8 entry daha
  • -evet sevgili seyirciler, bir köyümüz köylümüz programında daha sizlerle beraberiz. bugün size şanlıurfa merkez'e bağlı karakuru köyünden sesleniyoruz. isterseniz hemen konuklarımıza ve bizi evinde ağırlayan mehmet bey'e dönelim ve haklarında biraz bilgi alalım. (kamera sağa kayar, bağdaş kurmuş tesbih çekmekte olan mehmet efendi görüntüdedir)... selamınaleyküm mehmet emmi. nasılsın iyi misin?
    --iyi diyek iyi olak gurban. hoşgelmişin. siz de hoşgelmişiniz arkadaşlar
    (güruh)-hoşbulduk.
    -evet mehmet emmi, söyle bakalım kimsin nesin?
    --rahmi bey gardaşım, ben buraların memet emmisiyim. bu köyde doğdum doğalı duruyom işte goca çınar gibi. aha bak mesela bizim komşu mustafa dayı var, adam prostattan gittin geçen ay. eski imam vardı himmat emmi, o da sara oldu öldü. bakkal hamdi efendi'nin abisi murtaza vardı, onu da geçen hafta toprağa verdik..
    -öhö öhö. mehmet emmi, anlaşılan epeyce insan kaybetmişsiniz, başınız sağolsun. evet sevgili seyirciler, şimdi de kahraman maraş sütçü imam üniversitesi ziraat fakültesi tarla bitkileri bölümü öğretim elemanlarından profesör doktor şemsi mehmet kılıçarslan'ı tanıyalım... efendim siz de hoşgeldiniz.
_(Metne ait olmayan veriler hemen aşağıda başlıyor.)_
PR #4225, opened 2021-01-13
Upgrade Ubuntu hosted agents

damonbarry:
I took a pass though our Azure pipelines YAML files to update any Ubuntu 16.04 hosted agents to 18.04. Many of these pipelines define our Tier 1 support, and since Ubuntu 16.04 won't be supported much longer we want to pin to the OS version we support.

Note that any Docker images containing our Rust components will still be built on 16.04-based agents for now, because there's some non-trivial work to update `cross` dependencies. That's okay because we aren't officially releasing any of those images for 1.1.0.

This PR also fixes a problem with a setup step in the end-to-end tests pipeline on Windows; it was trying to use docker to do some cleanup before docker is actually installed (usually it will be installed from the previous run but you can't always count on that, e.g. for a new agent, or if someone logged onto the agent and uninstalled IoT Edge).

### DIFF
--- a/builds/checkin/dotnet.yaml
+++ b/builds/checkin/dotnet.yaml
@@ -12,7 +12,7 @@ jobs:
 ################################################################################
     displayName: Check pipeline preconditions (changes ARE NOT in either edgelet, docs, or mqtt folder)
     pool:
-      vmImage: ubuntu-latest
+      vmImage: ubuntu-18.04
     steps:
       - bash: |
           git log -m -1 --name-only --first-parent --pretty="" | egrep -i -v '^(edgelet|doc|mqtt)'
--- a/builds/checkin/dotnet.yaml
+++ b/builds/checkin/dotnet.yaml
@@ -30,7 +30,7 @@ jobs:
     dependsOn: check_run_pipeline
     condition: eq(dependencies.check_run_pipeline.outputs['check_files.RUN_PIPELINE'], 'true')
     pool:
-      vmImage: ubuntu-latest
+      vmImage: ubuntu-18.04
     steps:
       - template: ../templates/install-dotnet2.yaml
       - template: ../templates/install-dotnet3.yaml
--- a/builds/checkin/dotnet.yaml
+++ b/builds/checkin/dotnet.yaml
@@ -12,7 +12,7 @@ jobs:
 ################################################################################
     displayName: Check pipeline preconditions (changes ARE NOT in either edgelet, docs, or mqtt folder)
     pool:
-      vmImage: "ubuntu-16.04"
+      vmImage: ubuntu-latest
     steps:
       - bash: |
           git log -m -1 --name-only --first-parent --pretty="" | egrep -i -v '^(edgelet|doc|mqtt)'
@@ -30,7 +30,7 @@ jobs:
     dependsOn: check_run_pipeline
     condition: eq(dependencies.check_run_pipeline.outputs['check_files.RUN_PIPELINE'], 'true')
     pool:
-      vmImage: "ubuntu-16.04"
+      vmImage: ubuntu-latest
     steps:
       - template: ../templates/install-dotnet2.yaml
       - template: ../templates/install-dotnet3.yaml
--- a/builds/ci/dotnet.yaml
+++ b/builds/ci/dotnet.yaml
@@ -14,7 +14,7 @@ jobs:
     displayName: Linux
     timeoutInMinutes: 120
     pool:
-      vmImage: ubuntu-16.04
+      vmImage: ubuntu-latest
     variables:
       testEnvironment: linux
     steps:
--- a/builds/ci/dotnet.yaml
+++ b/builds/ci/dotnet.yaml
@@ -14,7 +14,7 @@ jobs:
     displayName: Linux
     timeoutInMinutes: 120
     pool:
-      vmImage: ubuntu-latest
+      vmImage: ubuntu-18.04
     variables:
       testEnvironment: linux
     steps:
--- a/builds/e2e/templates/e2e-clear-docker-cached-images.yaml
+++ b/builds/e2e/templates/e2e-clear-docker-cached-images.yaml
@@ -38,18 +38,6 @@ steps:
 
     if ($IsWindows)
     {
-        Get-Command docker -ErrorAction SilentlyContinue
-        if (!$?) {
-            Write-Output 'Docker not installed, skipping...'
-            Exit 0
-        }
-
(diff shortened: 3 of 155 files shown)


arsing:
Even though it works, it'll probably be confusing to have half the jobs on`-18.04` and the other half on `-latest`. The OS update doesn't need to happen as often, so I feel manually updating it every time we need to is better.

Besides, I'm not sure having a floating baseline OS is a good idea for an LTS branch especially, since `-latest`'s presumed upgrade to `-22.04` would happen in the middle of the LTS period.

damonbarry:
> Even though it works, it'll probably be confusing to have half the jobs on`-18.04` and the other half on `-latest`. The OS update doesn't need to happen as often, so I feel manually updating it every time we need to is better.
> 
> Besides, I'm not sure having a floating baseline OS is a good idea for an LTS branch especially, since `-latest`'s presumed upgrade to `-22.04` would happen in the middle of the LTS period.

Good point about LTS. I'm happy to fix them all to the same version. Stay tuned...

gordonwang0:
I'm using 20.04 in the E2E pipeline
https://github.com/Azure/iotedge/blob/84cfc9a3e1efed25b484bbd34fbd32e8ac6c43f2/builds/e2e/e2e.yaml#L57

arsing (approved):

damonbarry:
> I'm using 20.04 in the E2E pipeline. Should that be updated to whichever we decide here?

@gordonwang0 Yeah probably.

edgelet/build/linux/install.sh
```diff
@@ -69,26 +69,26 @@ process_args "$@"
 
 install_rust
 
-# Add trusty repo to get older version of libc6-armhf-cross
-sudo add-apt-repository "deb http://archive.ubuntu.com/ubuntu/ trusty main universe"
-
 # Install OpenSSL, curl and uuid and valgrind
 sudo apt-get update || :
 sudo apt-get install -y \
     pkg-config \
```
yophilav, line 75: Per https://github.com/actions/virtual-environments/blob/main/images/linux/Ubuntu1804-README.md, it looks like the `pkg-config` is preinstalled in 18.04

mqtt/build/linux/install.sh
```diff
@@ -69,26 +69,26 @@ process_args "$@"
 
 install_rust
 
-# Add trusty repo to get older version of libc6-armhf-cross
-sudo add-apt-repository "deb http://archive.ubuntu.com/ubuntu/ trusty main universe"
-
 # Install OpenSSL, curl and uuid and valgrind
 sudo apt-get update || :
 sudo apt-get install -y \
     pkg-config \
```
yophilav, line 75: `pkg-config` comes preinstalled. (see comment above)

builds/checkin/dotnet.yaml
```diff
@@ -30,7 +30,7 @@ jobs:
     dependsOn: check_run_pipeline
     condition: eq(dependencies.check_run_pipeline.outputs['check_files.RUN_PIPELINE'], 'true')
     pool:
-      vmImage: "ubuntu-16.04"
+      vmImage: ubuntu-18.04
     steps:
       - template: ../templates/install-dotnet2.yaml
       - template: ../templates/install-dotnet3.yaml
```
yophilav, line 36: Is there any particular reason we need to manually install .NetCoreSdk 2.2.207, and 3.1.202 manually? 

Can we simply just use the pre-installed .NetSDK listed here? 
https://github.com/actions/virtual-environments/blob/main/images/linux/Ubuntu1804-README.md#net-core-sdk
Note: We for sure don't need the `- template: ../templates/install-dotnet3.yaml ` since 3.1.202 comes preinstalled.

builds/ci/dotnet.yaml
```diff
@@ -14,7 +14,7 @@ jobs:
     displayName: Linux
     timeoutInMinutes: 120
     pool:
-      vmImage: ubuntu-16.04
+      vmImage: ubuntu-18.04
```
yophilav, line 17: On Line35, we don't need `../templates/install-dotnet3.yaml`. (May be we can also get rid of the `../templates/install-dotnet2.yaml`?! ) 
Please investigate if we can dotnet2 and (hopefully remove it from the rest of the code base).

builds/misc/templates/image-linux-rust-jobs.yaml
```diff
@@ -10,7 +10,7 @@ jobs:
 ################################################################################
     displayName: Linux Rust ${{ parameters.archName }}
     pool:
-      vmImage: 'ubuntu-16.04'
+      vmImage: ubuntu-16.04
```
yophilav, line 13: Did you mean to update this to 18.04?

builds/e2e/templates/e2e-clear-docker-cached-images.yaml
```diff
@@ -1,6 +1,23 @@
...
+        Get-Command docker -ErrorAction SilentlyContinue
+        if ($?) {
+            $moby = Get-Service 'iotedge-moby' -ErrorAction SilentlyContinue
+            if (($moby -ne $null) -and ($moby.Status -eq 'Running')) {
+                exit 0
+            }
+        }
+
+        Write-Output 'Docker not installed, skipping...'
+        echo "##vso[task.setvariable variable=hasDocker]No"
```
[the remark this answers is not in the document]
damonbarry: Output variables are of type string not bool. So `ne('true')` and `ne('false')` would both return `true`.

builds/checkin/dotnet.yaml
damonbarry: Not sure, but that's outside the scope of this change.

builds/misc/templates/image-linux-rust-jobs.yaml
damonbarry: No, these images fail to build if you upgrade the agent to 18.04. So I put them back to 16.04, and we can tackle it later.

edgelet/build/linux/install.sh
damonbarry: I've been going back and forth on this. `pkg-config` is (apparently) a prerequisite for the logic in this script, and if 18.04 already has it then it will just be a no-op. So leaving it in doesn't impact the script's correctness.

I really want to keep this PR focused on upgrading agents. If we want to make a pass through the install script to streamline it or remove cruft, that can be done separately.

builds/ci/dotnet.yaml
damonbarry: Again, that's not the focus of this PR.

arsing (approved):

yophilav (approved):

PR #4227, opened 2021-01-14
Generic mqtt test module trc integration

and-rewsmith:
Integrating the mqtt test module with the trc. I also have made a separate abstraction for message initiator and improved the shutdown logic.

In the next PR I am going to fix the folder and crate names to adhere to standard format. I didn't do it here because the work was done in a separate branch and I didn't want to make the diff confusing.


test/modules/GenericMqttTester/src/main.rs
```diff
@@ -43,7 +43,7 @@ async fn main() -> Result<()> {
 }
 
 fn init_logging() {
-    let subscriber = Subscriber::builder().with_max_level(Level::TRACE).finish();
+    let subscriber = Subscriber::builder().with_max_level(Level::INFO).finish();
```
and-rewsmith, line 46: @vadim-kovalyov The reason I bumped this to info was to stop hyper from spitting out tons of logs. I tried to do this the another way first with the ```with_env_filter``` method passing in the string ```trace,hyper=info``` but this didn't work.

From my investigation in a console app I think the problem is because hyper isn't a direct dependency, but exists in the crate trc-client which the generic-mqtt-tester takes a dependency on. Am I right? What is the correct way I can filter this more granuarly?

test/modules/GenericMqttTester/src/message_initiator.rs
```diff
@@ -0,0 +1,110 @@
...
+                }
+                Either::Right((publish, _)) => {
+                    publish.map_err(MessageTesterError::Publish)?;
+                }
+            };
+
+            self.report_message_sent(seq_num).await?;
+            seq_num += 1;
+
+            time::delay_for(Duration::from_secs(1)).await;
```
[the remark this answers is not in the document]
and-rewsmith: Yeah I think that's a great idea

test/modules/GenericMqttTester/config/default.json
```diff
@@ -1,4 +1,4 @@
 {
     "test_scenario": "Initiate",
-    "test_result_coordinator_url": "http://testResultCoordinator:5001/api/testoperationresult"
+    "trc_url": "http://testResultCoordinator:5001/api/testoperationresult"
```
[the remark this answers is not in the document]
and-rewsmith: I had it like this previously, but on the last PR I got feedback to shorten it. The logic is that we give necessary context in the Cargo.toml description.

test/modules/GenericMqttTester/src/main.rs
vadim-kovalyov: I'm not sure what is the correct way for managing different log level for different components. I have an open PBI for that for the broker :) But I'm totally fine for bumping max level to INFO.

test/modules/GenericMqttTester/src/lib.rs
```diff
@@ -1,53 +1,85 @@
...
+            .await
+            .map_err(MessageTesterError::SendShutdownSignal)
+    }
+}
 
 #[derive(Debug, thiserror::Error)]
 pub enum MessageTesterError {
-    #[error("could not parse expected env vars")]
-    ParseEnvironment(#[source] VarError),
+    #[error("could not parse expected env vars: {0:?}")]
```
vadim-kovalyov, line 41: 👍🏻

vadim-kovalyov (approved):
LGTM!

dylanbronson (approved):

    ---hoşbulduk rahmi bey.
    -efendim, çalışmalarınız için aldığınız ödüllerden de anladığım kadarıyla, yeni bir fikir silsilesi ile tüm dünya tarım teknolojilerini alt üst etmişsiniz.
    ---evet rahmi bey. genç asistan arkadaşlarımızla birlikte son 7 yıldır geceli gündüzlü çalışarak keşfettiğimiz yöntemler, dünya tarım otoriteleri tarafından büyük bir ilgi ile izlendi ve sonuçlarımız her üniversitede ve tarım bakanlıklarında referans olarak değerlendirmeye alındı.
    -efendim, çalışmalarınızın tam olarak ne olduğunu, uygun bir dille seyircilerimize de anlatabilir misiniz?
    ---biz çalışmamızda gerçekleştirdiğimiz işleme tarla overclocking diyoruz. yani, tarlayı, nomal verim değerlerinin üzerinde bir değere ulaştırıyoruz. bu işi yaparken de oldukça karmaşık yöntemler kullanıyoruz.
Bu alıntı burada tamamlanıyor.